2. Flash VZW Stock-Root Vanilla 2.3.5 http://rootzwiki.com/topic/10366-romcdmavzw235stockroot-vanilla/

3. install Super One Click Root 2.3.3 http://depositfiles.com/files/n0dcxce3t

4. Make sure your tablet is in USB debugging mode

5. open super one click root and click UnRoot.

6. for me, with looked like it worked, but was repeating the same failed line of code over and over and over and over. I closed Super one click, robooted and checked root with Root Checker off the market.

ROOT FAILED!!!

I'll help as need be, but i just wonted to get this together before i forget...


----------



## nothingcool

Just curious, what ROM did you downgrade from? Will this work if you've flashed to a ROM that requires a different file system or partition map? About to start this process myself and want to make sure I can restore if it doesn't go well.

Thanks.


----------



## pvtjoker42

the_kwa said:


> ok, so if you search, it looks like there's a tone of ways to do this... well, there's not. They all seem old and out dated. So I'm going to tell you how I got my SCH-i800 (VZW Galaxy Tab) back to Stock - "EI04".
> 
> 1. you'll need Hiemdall. (that's every where, google it..)
> 
> 2. Flash VZW Stock-Root Vanilla 2.3.5 http://rootzwiki.com...ckroot-vanilla/
> 
> 3. install Super One Click Root 2.3.3 http://depositfiles....files/n0dcxce3t
> 
> 4. Make sure your tablet is in USB debugging mode
> 
> 5. open super one click root and click UnRoot.
> 
> 6. for me, with looked like it worked, but was repeating the same failed line of code over and over and over and over. I closed Super one click, robooted and checked root with Root Checker off the market.
> 
> ROOT FAILED!!!
> 
> I'll help as need be, but i just wonted to get this together before i forget...
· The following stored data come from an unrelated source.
PR #896, opened 2018-10-16
- update premake documentation

SSE4:
https://github.com/conan-io/conan/pull/3751


SSE4:
I've removed old way and added reference page

integrations/premake.rst
```diff
@@ -1,32 +1,103 @@
...
 
-Now you can use this generator as a requirement in your recipes **but also as a generator**:
+Now let's get the premake project and build it:
 
-.. code-block:: text
+.. code-block:: bash
 
-    [requires]
-    PremakeGen@0.1@memsharded/testing
+    $ git clone https://github.com/SSE4/conan-premake-demo.git
```
danimtb: Having a look at the project and the need to add two addtional remotes to run the example, I think it is too much for a premake example.

- First: If a user wants to use premake, it will have premake already installed, so no need to add premake_installer as build require
- Second: Conan community should not be added as a repository, it only exists for maturing packages
- Third: Avoid using scripts like `./run.cmd`, is better to use eveything explicitly and with clear steps

danimtb:
@SSE4 I have added a built-in example for premake.
It is not fully covered from end to end but it illustrates well the purpose of the generator.

We could improve it (specially the lua script) in the future! Thanks

PR #898, opened 2018-10-17
export-pkg using profile or settings by default

memsharded:
Docs for https://github.com/conan-io/conan/pull/3768

### DIFF
--- a/reference/commands/creator/export-pkg.rst
+++ b/reference/commands/creator/export-pkg.rst
@@ -176,8 +176,14 @@ with the ``export-pkg`` command. Check this :ref:`How to package existing binari
       $ conan source . --source-folder src
       $ conan install . --install-folder build_x86 -s arch=x86
       $ conan build . --build-folder build_x86 --source-folder src
-      $ conan export-pkg . Hello/0.1@user/stable --build-folder build_x86
+      $ conan export-pkg . Hello/0.1@user/stable --build-folder build_x86 -s arch=x86
 
-  In this case, in the :command:`conan export-pkg`, you don't need to specify the :command:`-s arch=x86` or any other setting, option, or profile,
-  because it will all the information in the :command:`--build-folder` the *conaninfo.txt* and *conanbuildinfo.txt`* that have been created with
-  :command:`conan install`.
+
+.. note::
+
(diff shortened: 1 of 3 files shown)


reference/commands/creator/export-pkg.rst
```diff
@@ -176,8 +176,14 @@ with the ``export-pkg`` command. Check this :ref:`How to package existing binari
       $ conan source . --source-folder src
       $ conan install . --install-folder build_x86 -s arch=x86
       $ conan build . --build-folder build_x86 --source-folder src
-      $ conan export-pkg . Hello/0.1@user/stable --build-folder build_x86
+      $ conan export-pkg . Hello/0.1@user/stable --build-folder build_x86 -s arch=x86
```
danimtb: Should we recommend this as default or only for special cases as warned below?

reference/commands/creator/export-pkg.rst
```diff
@@ -176,8 +176,14 @@ with the ``export-pkg`` command. Check this :ref:`How to package existing binari
...
 
-  In this case, in the :command:`conan export-pkg`, you don't need to specify the :command:`-s arch=x86` or any other setting, option, or profile,
-  because it will all the information in the :command:`--build-folder` the *conaninfo.txt* and *conanbuildinfo.txt`* that have been created with
-  :command:`conan install`.
+
+.. note::
+
+  The :command:`conan export-pkg`, if no ``--profile`` (or settings, options, etc) arguments are provided,
```
danimtb: Please rephrase and add a command line example:

```
This command tries to obtain the configuration from the previous installed configuration
(generated with conan install) stored in *conaninfo.txt* file inside the install folder. There are
some corner cases where that information is not enough (like header only libraries with 
dependencies) and it is recommended to use --profile or --settings and --options parameters:

$ conan export-pkg . Hello/0.1@user/stable --profile myprofile
```

reference/commands/creator/export-pkg.rst
memsharded: This is the default one, it is everywhere in the docs. There is no export-pkg without using settings or profile anymore.

PR #900, opened 2018-10-17
Fix typos in the plugins doc

liberforce:


memsharded:
Thanks for fixing this!
Also, remember, if they are typos, they can directly go live immediately, no need to wait for next release (this will be in 1.9). You can do those pull requests branching from "master" branch and to "master". Thanks again!

liberforce:
Oh, right, I overlooked that. Thanks for the reminder.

SuperOneClick hasn't worked to root most any version of GB past 2.3.4. You have to use heimdall to flash CWM, then flash a rooted kernel to get root on a stock rom (or find a rooted stock rom to flash)


----------



## the_kwa

nothingcool said:


> SuperOneClick hasn't worked to root most any version of GB past 2.3.4. You have to use heimdall to flash CWM, then flash a rooted kernel to get root on a stock rom (or find a rooted stock rom to flash)
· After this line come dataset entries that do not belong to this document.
PR #905, opened 2018-10-19
Proposed doc changes

ssrobins:
Hello,

Here are some fixes for things I ran into while starting to learn conan.  I still got great value from the docs as-is, but this might help a little for the next user.  Thanks for all the hard work!

-Steve

### DIFF
--- a/creating_packages/getting_started.rst
+++ b/creating_packages/getting_started.rst
@@ -34,8 +34,8 @@ This will generate the following files:
 
     conanfile.py
     test_package
-      conanfile.py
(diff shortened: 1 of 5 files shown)


ssrobins:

I was going back to stock. Meaning I no longer wanted to be rooted. SuperOneClick deleted SuperUser.apk and busybox and that's all that matters... I used root checker to make sure root failed, I wanted it to fail...


----------



## nothingcool

Cool, thanks.

Yeah, I'm on CM9 which changes the partition map and I want to make sure that if I flash back it's not going to cause an issue. I guess there's only one way to find out


----------